Run-time improvements of the SRDT method over LLPLL, plotted against the average number of CLV updates. Each data set is represented by 10 measurements for 10 different nodes.

Performance on Fixed Topologies

Many phylogenetic tools use a fixed tree topology on which the likelihood is repeatedly evaluated while other parameters, such as substitution rates and branch lengths, are modified. Divergence times estimation (Heath et al. 2011) and model selection (Abascal et al. 2005) are typical representations for this setting. With fixed topologies, repeats can be precomputed once in an initialization step and then reused for subsequent PLF invocations. We tested our method under this setting, by evaluating the likelihood 10,000 times, rooted at 10 randomly selected terminal edges of the parsimony trees of each of the 10 data sets. We averaged the run-time over the 10 rootings and report the speedups of SRCT over PLL and PLL-SEV in Table 5. We computed the speedup for each data set as the ratio of the average run-time of PLL or PLL-SEV from section “Evaluation of a sample of rootings” divided by the average run-time of SRCT. Data set 994 yields the lowest speedup over PLL-SEV, which is due to the high number of gaps in the data set, followed by data set 2000 which has the lowest number of repeats. On the other hand, the highest speedup of SRCT over PLL-SEV was for data set 354 which has a high number of repeats combined with a low amount of gaps. As expected, the highest speedup of SRCT over PLL is observed for data set 404, since it has the highest amount of repeats among all data sets.

Table 5.

Speedups obtained using the SRCT method which considers a fixed topology over the PLL and PLL-SEV

Summary of speedups obtained using SRCT when considering fixed topologies
Sequences 59 128 354 404 500 994 1512 2000 3782 7764
Sites 6951 29198 460 13158 1398 5533 1577 1251 1371 851
Speedup over PLL 7.56 5.66 11.6 12.35 5.39 10 5.84 4.59 8.45 4.94
Speedup over PLL-SEV 6.89 5.16 11.2 6.74 5.66 4.03 6.12 4.39 8.85 4.96

Partitioned Analyses

We performed partitioned analysis on the three empirical multi-gene data sets (59, 128 and 404) in our collection to compare the accumulated memory requirement of per-partition repeat tables against single repeat tables from unpartitioned analyses. This experiment is of high practical relevance because typical phylogenetic analyses are partitioned nowadays. Table 6 provides a summary of the per-gene partitions of each data set, the required per-partition table size for computing all repeats, and the per-partition speedups over PLL-SEV. For measuring the speedups, we used the same parsimony trees from the previous experiments, and computed an average run-time over 10 random terminal edge rootings. As in the rest of the experiments, the rootings may not be the same between PLL-SEV and LLPLL. Similarly to Table 2, per-partition table sizes are presented in millions of entries (unsigned integers). One important result is that the accumulated table size for each partitioned data set is considerably smaller than the table size required for processing single-partitioned data sets (see Table 2).

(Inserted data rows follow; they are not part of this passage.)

PR #358, opened 2016-12-22
Removed conffile status of some system files.

BClark09:
Also added openhab2.service as a conf file so users can run openhab as root (if needed)


kaikreuzer:
Many thanks!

Compared to their single-partition counterparts, dataset 59, 128 and 404, require 10, 13, and 6 times less memory for storing the per-partition tables. Not surprisingly, this is due to the way we index elements in the table (see line 21 of Figure 6). This kind of indexing may cause the table to grow quadratically to the maximum number of unique repeats at a node, which in turn, increases with the size of the alignment.

Table 6.

Summary of per-partition table sizes for data sets 59, 128, and 404

Partition Sites Speedup Table size Partition Sites Speedup Table size
Data set 59: Poaceae
5.8S 160 6.64 0.001 ndhf1st 2183 4.82 0.24
cprs 364 2.78 0.053 phyb3rd 1182 4.18 0.08
gbss13rd 774 4.64 0.016 rbcl1st 1344 6.27 0.033
its2 264 2.25 0.06 rpoc23rd 680 3.39 0.038
Data set 128: Mammalia
12S_rRNA 860 3.79 0.28 Cytb 1149 3.25 0.74
16S_rRNA 1275 3.89 0.36 EDG1 978 5.51 0.085
ADORA3 330 4.72 0.025 IRBP 1233 4.32 0.45
ADRB2 833 5.32 0.08 ND1 963 3.41 0.56
APOB 1335 4.14 0.47 ND2 1050 2.92 0.85
APP 717 4.12 0.09 ND3 349 2.76 0.1
ATP6 681 2.94 0.24 ND4L 297 2.77 0.057
ATP7A 684 4.26 0.095 ND4 1378 3.07 0.99
ATP8 213 2.43 0.048 ND5 1836 2.85 2.69
BDNF 582 5.59 0.024 ND6 555 2.9 0.23
BMI 340 5.30 0.0086 PLCB4 373 3.37 0.067
BRCA1 2934 3.85 2.38 PNOC 333 4.21 0.022
CNR1 993 6.06 0.069 RAG1 975 4.93 0.088
COX1 1557 3.82 0.77 RAG2 444 5.01 0.024
COX2 708 3.21 0.22 tRNAs 1341 3.84 0.46
COX3 804 3.35 0.24 TYR 426 4.37 0.028
CREM 468 4.28 0.04 ZFX 204 5.55 0.0022
Data set404: Poaceae
ndhF 2161 4.2 1.17 rbcL 1437 5.06 0.28
rpoC2 802 2.94 0.24 phyB 1218 3.8 0.28
tRNA 1646 2.8 1.15 psbA 1020 3.56 0.002
rps4 588 5.56 0.0027 rps16 1025 2.84 0.032
adh1 852 3.37 0.03 matK 1581 4.43 0.22
its1, 5.8S, its2 828 2.63 0.33

Notes: All table sizes are presented in millions of entries (unsigned integers) and indicate the size of the lookup table Inline graphic required to compute all possible repeats. When performing partitioned analysis, data set 59 requires a total of 0.521 million entries, data set 128 requires 12.88, and data set 404 requires 3.74. We also present the speedups over PLL-SEV for evaluating the PLF for each partition.

Conclusion

The PLF is among the computationally most time-consuming functions in evolutionary biology and often constitutes the largest portion of total run-time in analyses involving PLF calculations. Especially in the era of genomics, where datasets comprise thousands or even millions of alignment sites (Jarvis et al. 2014; Misof et al. 2014), accelerating the PLF can save weeks or even months of CPU time.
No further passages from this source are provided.